Kristina Masalova & Eugene Petrus are Global Heroes for Pet Lovers #AtoZChallenge - Godyears

Kristina Masalova & Eugene Petrus are Global Heroes for Pet Lovers #AtoZChallenge

April 12, 2018

This story begins on a dark night at Fort Kochi. A favourite tourist spot for foreigners and locals alike in Kerala (South India), a young Ukranian couple - Kristina Masalova and Eugene Petrus - are on holiday when they hear a pitiful yelp as they are walking back after dinner. On seeking out the cause of the cry, they come across a tiny puppy, dehydrated and starved, struggling on the beach.

They could have left the pup alone and walked away. Perhaps even fed it a few scraps and done their good deed for the day before moving on. They could have chosen a dozen paths that millions of us choose when we come across stray animals. The path they chose was one of a rare form of kindness; one filled with dogged determination (pun intended!) to take on all odds. It ended up making this beautiful unobtrusive family global icons and loved worldwide. Oh, and by family, I mean ALL THREE of them now, including the pup, Chapati (named because he was as thin as a chapati when they first found him!)

I will let Kristina Masalova take over from here.

When a Ukrainian couple on holiday in India came across a starving puppy in a beach in Kochi one night, their actions set off a series of events that made the young couple global icons. Realizing the pup would not survive if left alone, the two adopted the pup and nursed it back to health. Unwilling to leave Chapati to its fate, Kristina Masalova and Eugene Petrus extended their stay in India to get all the paperwork done for exporting the pup.  In the year since, the trio have visited 14 countries together and are one of the most beloved global advocates for pet adoption in addition to helping thousands with advice for traveling with pets.

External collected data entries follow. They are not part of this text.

PR #459, opened 2024-01-08
Synchronize threads to remove "sleep 1".

masamitsu-murase:
I revived `test_busy_handler_outwait` because I think that this test covers a good use case regarding `busy_handler`.

Ruby 1.9 and later does not allow a thread to unlock a `Mutex` locked by another thread, so I used `Queue` to synchronize the main thread and another thread.
I also refined other test methods to remove `sleep 1`, which was used to synchronize threads.

I hope this pull request improves this project, but please feel free to ignore it if it is not so useful.

Regards,
Murase

### DIFF
--- a/test/test_integration_pending.rb
+++ b/test/test_integration_pending.rb
@@ -4,6 +4,39 @@ require 'thread'
 require 'benchmark'
 
 class TC_Integration_Pending < SQLite3::TestCase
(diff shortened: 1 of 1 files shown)


flavorjones:
MacOS failures are unrelated, merging. @masamitsu-murase Thank you!

Issue #410, opened 2023-09-27
Implement the `sqlite3_stmt_status` interface?


fractaledmind:
For developers looking to investigate whether or not their database schema is making an appropriate use of indexes, they need information about the actual usage of the database and its queries. SQLite does provide some historical information about "the performance characteristics of the prepared statements" via the `sqlite3_stmt_status` interface:

> Each prepared statement maintains various [SQLITE_STMTSTATUS counters](https://www.sqlite.org/c3ref/c_stmtstatus_counter.html) that measure the number of times it has performed specific operations. These counters can be used to monitor the performance characteristics of the prepared statements. For example, if the number of table steps greatly exceeds the number of table searches or result rows, that would tend to indicate that the prepared statement is using a full table scan rather than an index.
>
> This interface is used to retrieve and reset counter values from a [prepared statement](https://www.sqlite.org/c3ref/stmt.html). The first argument is the prepared statement object to be interrogated. The second argument is an integer code for a specific [SQLITE_STMTSTATUS counter](https://www.sqlite.org/c3ref/c_stmtstatus_counter.html) to be interrogated. The current value of the requested counter is returned. If the resetFlg is true, then the counter is reset to zero after this interface call returns.

from: https://www.sqlite.org/c3ref/stmt_status.html

A quick code search shows that this C function is not present in this code base, meaning that there is no way for Ruby developers to get at this information. This is valuable information. Could we implement a bridge to provide this information to the Ruby interface?

flavorjones:
@fractaledmind Thanks for the feature suggestion.

It would be really helpful if you would spend sometime designing the Ruby API that you wish existed, and would write (failing) tests that demonstrate the Ruby API you want. Demonstrating how this feature would be used in code is very valuable and would save me hours of time researching and designing an API myself. (For context, my OSS backlog feels a bit overwhelming to me at the moment.)

Once an API has been fleshed out, and I understand how you expect it to work, I may be able to quickly draft a C implementation for you to kick the tires on.

fractaledmind:
Absolutely. And I opened the issue just to put a flag to help me remember this thought. I will take full responsibility for exploring a Ruby interface and provide failing tests to back this interface. 

Your OSS work is valuable, but I never want you to feel obligated to anything from me. Let me finish this message by saying explicitly, I am very grateful for your presence in the Ruby ecosystem and I have found you to be a truly top-tier OSS maintainer and contributor. Thank you for everything you do

[...]

PR #461, opened 2024-01-08
Implement sqlite3_stmt_status interface

fractaledmind:
Resolves https://github.com/sparklemotion/sqlite3-ruby/issues/410

This PR adds 9 instance methods to the `Statement` class:

* `fullscan_steps`
* `sorts`
* `autoindexes`
* `vm_steps`
* `reprepares`
* `runs`
* `filter_misses`
* `filter_hits`
* `memused`

Each method corresponds to one of the [counters](https://www.sqlite.org/c3ref/c_stmtstatus_counter.html) available to the [`stmt_status`](https://www.sqlite.org/c3ref/stmt_status.html) interface. 

I wasn't sure how best to name the methods. There were two paths I considered: either mapping from the counter constant names or trying to find the clearest, most semantic name for the value. I decided to go with path one as this should make searching for methods from SQLite reference easier. We could add method aliases if we want to add more semantic method names.

### DIFF
--- a/ext/sqlite3/statement.c
+++ b/ext/sqlite3/statement.c
@@ -415,7 +415,8 @@ bind_parameter_count(VALUE self)
  *
  * Return the number of times that SQLite has stepped forward in a table as part of a full table scan
  */
-static VALUE fullscan_steps(VALUE self)
+static VALUE
+fullscan_steps(VALUE self)
 {
     sqlite3StmtRubyPtr ctx;
     TypedData_Get_Struct(self, sqlite3StmtRuby, &statement_type, ctx);
@@ -428,7 +429,8 @@ static VALUE fullscan_steps(VALUE self)
  *
  * Return the number of sort operations that have occurred
  */
-static VALUE sorts(VALUE self)
+static VALUE
+sorts(VALUE self)
 {
     sqlite3StmtRubyPtr ctx;
     TypedData_Get_Struct(self, sqlite3StmtRuby, &statement_type, ctx);
@@ -441,7 +443,8 @@ static VALUE sorts(VALUE self)
  *
  * Return the number of rows inserted into transient indices that were created automatically in order to help joins run faster
  */
-static VALUE autoindexes(VALUE self)
+static VALUE
+autoindexes(VALUE self)
 {
     sqlite3StmtRubyPtr ctx;
     TypedData_Get_Struct(self, sqlite3StmtRuby, &statement_type, ctx);
@@ -454,7 +457,8 @@ static VALUE autoindexes(VALUE self)
  *
  * Return the number of virtual machine operations executed by the prepared statement
  */
-static VALUE vm_steps(VALUE self)
+static VALUE
+vm_steps(VALUE self)
 {
     sqlite3StmtRubyPtr ctx;
     TypedData_Get_Struct(self, sqlite3StmtRuby, &statement_type, ctx);
@@ -463,11 +467,13 @@ static VALUE vm_steps(VALUE self)
     return INT2NUM(sqlite3_stmt_status(ctx->st, SQLITE_STMTSTATUS_VM_STEP, 0));
 }
 
+#ifdef SQLITE_STMTSTATUS_REPREPARE
 /* call-seq: stmt.reprepares
  *
  * Return the number of times that the prepare statement has been automatically regenerated due to schema changes or changes to bound parameters that might affect the query plan.
  */
-static VALUE reprepares(VALUE self)
+static VALUE
+reprepares(VALUE self)
 {
     sqlite3StmtRubyPtr ctx;
     TypedData_Get_Struct(self, sqlite3StmtRuby, &statement_type, ctx);
@@ -475,12 +481,15 @@ static VALUE reprepares(VALUE self)
 
     return INT2NUM(sqlite3_stmt_status(ctx->st, SQLITE_STMTSTATUS_REPREPARE, 0));
 }
+#endif
 
+#ifdef SQLITE_STMTSTATUS_RUN
 /* call-seq: stmt.runs
  *
  * Return the number of times that the prepared statement has been run
  */
-static VALUE runs(VALUE self)
+static VALUE
+runs(VALUE self)
 {
     sqlite3StmtRubyPtr ctx;
     TypedData_Get_Struct(self, sqlite3StmtRuby, &statement_type, ctx);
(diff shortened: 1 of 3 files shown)


fractaledmind:
It looks like `system` installations don't have every statement counter constant. Some guidance on how best to account for undefined constants would be appreciated. Should I simply check and not define the method? Should I define the method, but have the body raise something like a `NoMethodError`? Should I do something else entirely?

fractaledmind:
It seems `ubuntu-latest, 3.3, system` runs SQLite v3.37.2. Bloom filters and thus the `SQLITE_STMTSTATUS_FILTER_HIT` and `SQLITE_STMTSTATUS_FILTER_MISS` counters were added in v3.38.0.

`sqlcipher` runs SQLite v3.15.2. That version is missing `SQLITE_STMTSTATUS_REPREPARE`, `SQLITE_STMTSTATUS_RUN`, `SQLITE_STMTSTATUS_FILTER_MISS`, `SQLITE_STMTSTATUS_FILTER_HIT`, and `SQLITE_STMTSTATUS_MEMUSED`. I have made each of those corresponding functions optionally defined.

fractaledmind:
I don't know what it means when GitHub Actions don't have any output, they just show a box that says "This job failed", but I know that there were a number of actions running concurrently last night from other PRs, so maybe it timed out.

@flavorjones @tenderlove: If you re-run CI, I expect everything to pass

flavorjones:
Hey! Thanks for opening this up. The code as written seems great.

I have a question about the API design, though: as sqlite continues to add new stats, we'll be adding new methods each time, which feels strange to me. Some existing APIs that have a similar purpose provide a single method that returns a hash of statistics, for example [`GC.stat`](https://docs.ruby-lang.org/en/master/GC.html#method-c-stat).

Looking at the implementation of `sqlite3_stmt_status` we can see that all the stats except `MEMUSED` only require some pointer dereferences, and so are going to be fast and non-blocking; and `MEMUSED` acquires a mutex on the database:

```c
int sqlite3_stmt_status(sqlite3_stmt *pStmt, int op, int resetFlag){
  Vdbe *pVdbe = (Vdbe*)pStmt;
  u32 v;
  // ... snip ... 
  if( op==SQLITE_STMTSTATUS_MEMUSED ){
    sqlite3 *db = pVdbe->db;
    sqlite3_mutex_enter(db->mutex);
    v = 0;
    db->pnBytesFreed = (int*)&v;
    assert( db->lookaside.pEnd==db->lookaside.pTrueEnd );
    db->lookaside.pEnd = db->lookaside.pStart;
    sqlite3VdbeDelete(pVdbe);
    db->pnBytesFreed = 0;
    db->lookaside.pEnd = db->lookaside.pTrueEnd;
    sqlite3_mutex_leave(db->mutex);
  }else{
    v = pVdbe->aCounter[op];
    if( resetFlag ) pVdbe->aCounter[op] = 0;
  }
  return (int)v;
}
```

What do you think of making this two methods:

- `Statement#stat` that returns a hash containing all the supported statistics except `MEMUSED`
- `Statement#memused` that returns an int

?

fractaledmind:
@flavorjones: Done in https://github.com/sparklemotion/sqlite3-ruby/pull/461/commits/b9bbeaa7f1e2df83bf0694d096e0ae41a7262761. 

I implemented it like `GC.stat`, so you can pass no argument and just get a hash of stats back, or you can pass a hash, which will have the stats added to it, or you can pass a symbol for a particular stat and only that stat will be computed and returned to you.

In order to handle the 0 or 1 arguments, I followed the pattern from `db_filename`; that is, I defined a C method called `stmt_stat` which requires 1 argument that can be `nil`, `Hash`, or `Symbol`. I then define a `Statement#stat` method in Ruby which use a default argument to allow no argument to be passed.

For tests, I test that `stmt.stat` returns a Hash and then I just adapted the original tests to test that `stmt.stat(key)` returns the correct calculation. To handle some stats not being present in some builds, each stat test calls `stmt.stat` to get the hash of stats to see if the key is present.

I also added documentation for the `Statement#stat` method defined in Ruby. 

I believe this covers everything, but let me know if there is something you still want to evolve.

ext/sqlite3/statement.c
```diff
@@ -447,9 +587,10 @@ init_sqlite3_statement(void)
     rb_define_method(cSqlite3Statement, "column_name", column_name, 1);
     rb_define_method(cSqlite3Statement, "column_decltype", column_decltype, 1);
     rb_define_method(cSqlite3Statement, "bind_parameter_count", bind_parameter_count, 0);
-    rb_define_private_method(cSqlite3Statement, "prepare", prepare, 2);
-
-#ifdef HAVE_SQLITE3_COLUMN_DATABASE_NAME
-    rb_define_method(cSqlite3Statement, "database_name", database_name, 1);
+    rb_define_method(cSqlite3Statement, "stmt_stat", stmt_stat, 1);
```
tenderlove, line 590: I think we should probably make this private, especially if we have the Ruby level `stat` method.

lib/sqlite3/statement.rb
```diff
@@ -145,6 +145,29 @@ def must_be_open! # :nodoc:
...
+    #   - +reprepares+: the number of times that the prepare statement has been
+    # automatically regenerated due to schema changes or changes to bound
+    # parameters that might affect the query plan
+    #   - +runs+: the number of times that the prepared statement has been run
+    #   - +filter_misses+: the number of times that the Bloom filter returned
+    # a find, and thus the join step had to be processed as normal
+    #   - +filter_hits+: the number of times that a join step was bypassed
+    # because a Bloom filter returned not-found
+    def stat hash_or_key = nil
+      stmt_stat hash_or_key
```
tenderlove, line 168: Just a suggestion: if we implement 2 private methods in C then maybe we could pull branching logic in to Ruby.

For example:

```ruby
def stat key = nil
  if key
    stat_for(key)
  else
    stats_as_hash
  end
end
```

Where `stats_as_hash` and `stat_for_key` are private methods implemented in C.  WDYT?

tenderlove (changes requested):
I think we should make the C function `stmt_stat` private. I left one suggestion, but it's not required.

lib/sqlite3/statement.rb
fractaledmind: I like that. I started off by just trying to understand how the `GC.stat` method was implemented and oriented myself around that. However, once I realized I needed an optional argument and couldn't figure out how to do that in C and so make the Ruby method, I agree that simplifying the C code to just have two separate methods makes better sense. Will do that now

ext/sqlite3/statement.c
fractaledmind: Done in 089d00e

lib/sqlite3/statement.rb
fractaledmind: Done in 089d00e

tenderlove (approved):

PR #465, opened 2024-01-08
style: introduce rubocop, make some sensible changes

flavorjones:
- introduce rubocop
  - and add all violations to a TODO list so we can clean them up at our own pace
- cleanup whitespace violations
- cleanup inclusive language violations
  - add `SQLite3::Constants::Open::SUPER_JOURNAL` which is an alias for the deprecated `MASTER_JOURNAL`

Note that I've chosen to use the `Shopify/ruby-style-guide` rubocop config, because I like it and it's what I'm already using for Nokogiri. I don't feel strongly about it.


flavorjones:
Chatted with @tenderlove real quick and he convinced me to try standard instead, so expect this to get updated.

PR #69, opened 2022-01-14
Data simulation solving the negative accuracy mystery

ben-heil:
In previous PRs the plots that removed the linear signal from the data had val set performance for the linear models that was consistently worse than random. I hypothesized that that was because the signal removal was being run across the full dataset, so any linear signal useful for predicting the training set was necessarily bad at predicting the val set or it would have been removed.

To test the hypothesis I simulated data generated by two classes. One dataset contains 5000 features: 2500 features with a linear boundary between the classes (each feature is drawn from a Gaussian with mean 0 if one class or mean 6 if the other) and 2500 features with a nonlinear boundary (one class is a zero centered Gaussian, the other is either drawn from a mean 6 Gaussian or a mean -6 Gaussian).

The results show that the nonlinear models are able to learn the nonlinear signal after linear signal has been removed, while the linear models have the overfitting problem.

image

image

Additionally, to ensure that the signal the nonlinear models are learning isn't just induced by limma, I ran another test with solely linear features. After correction, all models fail to perform better than random

image

image

Finally, I also used tried the first experiment when removing signal from train and val sets separately, and got the following result which indicates there is a bug in the skl LR wrapper's evaluation that is inflating performance. Since there is no linear dividing line in the data, it is impossible for a linear model to perform that well regardless of leakage, etc

image

Changes:
- Added relevant logic to Snakefile
- Added dataset configs for simulated datasets
- Visualized results
- Added logic for handling the new datasets to `predict_tissues`
- Wrote a script to simulate toy data


saged/simulate_be_data.py
```diff
@@ -0,0 +1,69 @@
...
+                current_var.append(np.random.normal(0))
+        vars['nonlinear_{}'.format(i)] = current_var
+
+    rownames = ['sample_{}'.format(i) for i in range(N_SAMPLES)]
+    data = pd.DataFrame(vars, index=rownames)
+    data['label'] = labels
+
+    if args.debug:
+        hist = data['linear_94'].hist(bins=40)
+        plt.show()
```
jjc2718, line 65: Where do these plots get shown? Are you just running this script in your terminal?

notebook/analysis/benchmark_results.ipynb
```diff
@@ -6340,6 +6340,2017 @@
...
...bSE9YBdgQGB8yJEFjHoDEMp+sheF7X82Hd87pIQbV6lDdjrChCLTwgDDoHdG9z5VTSbWTOJit/RgIa1Vp1Mj3sgnKeglbEAidiS6AUPSmaRxAoxaBR3NmIqTmHKMVuoxlIWcC1gBXILtjsEEWUsjIxaHcaCnBa018sMBc1cM63ffK89ZSuV7gu40SoueTNpvBF1us+s06YcEJRK3pMEhZPW0clZeUj20WoFCOBIRbhdNNSiR27Qk0hRaUKAA0RauIoaYVRiqxWaJWM5qaJE6EGFHWyAujuQIOCWspefgMgrxTV1rEjdo66SOpOAhcKlSJsrZDred76uqxG1jOZDNlsdl3uKxbhWCNiOk5CVFEr9ucy5FZ5EA+CgHK5vC7bkhbtF/FisbhhC2g4ERzJwinddtBYzT4/Xa0Tx7ArE6CVwoowFsW4fJFy9sILlnSjzdjvG8WJMNWMyJuQskpGRBtak8tlCVcRrLrleW6sI19rkF/QBjSKLaXQUM5m1v3nbdQ+bzhHVG1wIH/2ccxbR2wU5dz6vLZfqtXu8ytiy9fnq5xqHUNGsgEHiwVyKbrS0Ra3Bq5mY0smX1g04dTzvEt3WYX1ZrNJs9lcl/s6FcWMWqE3Gdhh0gn1Wo2Dq1xOvVwuMzc3ty7bkhbGGDKZDJVKZUMmGk7FljPW4SRZoGokMF3Vf3k1+7zaiGg0YxouQrXq1xuxo6KFuWY6n64bvd83UsU5jjdjyjqZMBcAo1bINhsMrCJUdcvz3IkQxpbTVsgriBAQRWANc83Guv+8jdrnTRFqjRijz07urzmH1pq5aH1e2y/Vavf5sShGxY7dKplg2qjHnLRx6vqTN5xwLIppKE2pWCSuVdij9bqX7q3XQJvnpVH6TuG7RMUlBz2tkst+BZ1c0oy3esMuU3POcTy2aCCvoeocxyKbuvKkPqMpaMWcFeatMGuFXq1Ttyz8dtHuwrOws4VBiFPWnkcrxYjRFBTMWEcsMJLCcp4Q6DWKWZcE97oTYoHelD2OWIQ5K/SZpGVjj9EUtWbGpqssCeC0tUxZR8MlpVbTsetcLfA8b32k6xWuiwRKEXP2gB2TlF74X+jWmLcODeRaNbllo6mKo5HCsH6/Vvu2nE5WL70mE1BM4aXx7SCjFAZFoxXO41aZVRon/E47oSbS2faJWFI3oVEpxe7AMGiSSbIK2BuY1HWDUa
```
jjc2718: This result is definitely odd (for the sklearn logistic regression model). I saw something similar to this when I was batch correcting a subset of features, but it looks like your x-axis here is the sample count (not the number of features) so I wouldn't have expected to see the "bump" here.

I'm not sure why performance would increase, then decrease as more samples are added. If there's really some kind of linear signal left I'd expect to see it increase more uniformly. Weird!

jjc2718 (approved):
Code looks good! Interesting results. I also tried some simulations a while back and couldn't quite recreate what I was seeing in the real data, but maybe yours are more realistic.

saged/simulate_be_data.py
ben-heil: For the analyses the script is run in snakemake, but in development I used the debug flag to make sure the feature distributions look correct (i.e. bimodal for linear features and trimodal for nonlinear)

notebook/analysis/benchmark_results.ipynb
ben-heil: My guess is that it's two opposing factors: accuracy gets worse as samples increase because the models are able to overfit the training data more, and the other side is probably related to the issue with the SKL LR implementation

ben-heil:
> I also tried some simulations a while back and couldn't quite recreate what I was seeing in the real data, but maybe yours are more realistic.

Maybe, or the patterns I'm seeing in the real data are just simpler :)

PR #70, opened 2022-01-19
Gtex signal removed

ben-heil:
This PR is a pretty short one - it adds the Snakemake logic to run the pipeline on GTEx data with tissue signal removed.

Changes:
- Added snakefile rules for GTEx linear signal removal runs
- Visualized results


jjc2718 (approved):
Looks good!

Super small question - in this plot:

image

Do you think the decrease in performance for logistic regression is the same bug with the sklearn wrapper you saw with the simulated data? I guess that woiuld make sense since it doesn't happen for your pytorch implementation.

ben-heil:
> Do you think the decrease in performance for logistic regression is the same bug with the sklearn wrapper you saw with the simulated data? I guess that woiuld make sense since it doesn't happen for your pytorch implementation.

I think it's related; I believe the SKL version's ability to fit the data better gives it the ability to overfit the train set better leading to a faster decline

PR #71, opened 2022-01-20
Simulations without signal and more split limma runs

ben-heil:
Another quick PR, this one is based on a suggestion from Marylyn to try the pipeline with completely random data to kick the wheels.

Results:

Even on datasets without signal, you can still see the limma-induced overfitting in the training set (though this is rescued by be correcting the train and val sets separately).

I also haven't run into the weird increase in skl LR accuracy again, it seems to be an interaction between train-val splitting, be correction, nonlinear features, and skl. I no longer think it's what's driving the LR performance, though I have another lead

image
image

Changes:
- New rules in the snakefile 
- Add dataset config for signalless data
- Visualize results
- Add logic to `simulate_be_data` to allow uninformative features


jjc2718 (approved):
Looks good!

Maybe you want to add in the plot titles (for the new plots you added) something about these being random features? Right now you have a couple of plots titled "simulated data prediction" and it could be hard to remember at a glance which is which. Up to you, though.

ben-heil:
> Looks good!
> 
> Maybe you want to add in the plot titles (for the new plots you added) something about these being random features? Right now you have a couple of plots titled "simulated data prediction" and it could be hard to remember at a glance which is which. Up to you, though.

Sounds good, my current plan is to clean up this notebook once I figure out which results are going to end up in the manuscript

PR #72, opened 2022-01-24
Pytorch vs SKL Logistic Regression

ben-heil:
This PR makes pytorch and skl LR as close together as I can make them to see if I can explain the differences in their performance. Tl;dr, they're still different when using the same optimizer and regularization scheme

Relevant results:
1) Pytorch LBFGS > Adam (unsurprising), but it doesn't fully rescue the accuracy (surprisingish).
2) The optimizer seems to be the cause of the weird accuracy increase when doing signal removal in the train and val set separately
image (1)
image

Changes:
- Add tissue2 wildcard to fully disambiguate rules in snakefile
- Update skl LR config to avoid using l2 norm by default
- Add config file for training pytorch LR with LBFGS
- Update models.py to allow the closure-style training required by LBFGS
- Visualize results


saged/models.py
```diff
@@ -227,11 +228,18 @@ def __init__(self,
...
         """
-        self.model = sklearn.linear_model.LogisticRegression(random_state=seed,
-                                                             class_weight='balanced',
-                                                             penalty='l2',
-                                                             C=l2_penalty,
-                                                             solver=solver)
+        if penalty_type == 'none':
+            self.model = sklearn.linear_model.LogisticRegression(random_state=seed,
+                                                                 class_weight='balanced',
+                                                                 penalty='none',
```
jjc2718, line 234: Do you want to add an option for `solver` here? Looks like the option will only take effect if you pass a `penalty_type` other than `'none'`.

saged/models.py
```diff
@@ -1364,17 +1376,32 @@ def fit(self, dataset: LabeledDataset, run: neptune.Run = None) -> "PytorchSuper
...
+                        output = self.model(expression)
 
-                loss = self.loss_fn(output, labels)
+                        loss = self.loss_fn(output, labels)
 
-                loss.backward()
+                        loss.backward()
+                        return loss
 
-                if getattr(self, 'clip_grads', False):
```
jjc2718, line 1374: Is gradient clipping not necessary for L-BFGS? Or do you just not want to use it?

jjc2718 (approved):
Looks good! It does inspire confidence that using L-BFGS brings pytorch closer to sklearn, although it is interesting that it doesn't fully rescue the accuracy.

Kristina, I love hearing the story of Chapati. I know the journey begins with two young hearts wanting a break from work in Ukraine and then buying the cheapest tickets to India. Could you tell everyone what happened next?


Our journey started from Fort Kochi. We planned to stay there for 2 days, but on our last night, the plan started to change. We had a dinner in one of the restaurants and had been walking towards the hotel. Suddenly, in a darkness, we heard a lonely puppy crying out for help. As we examined it we noticed a few major issues like dehydration and overheating, her condition was really bad. She was less than a month, alone, with no chances to survive on her own. So, actually, it wasn’t a “love at the first sight” – it was about saving her life, giving her a second chance.

That’s why we took her with us for emergency procedures. On the next day, when overheating and dehydration was already gone, we started to fight all other problems she had: tons of fleas and ticks, parasites, healing her arched leg and giving vitamins for her weak bones.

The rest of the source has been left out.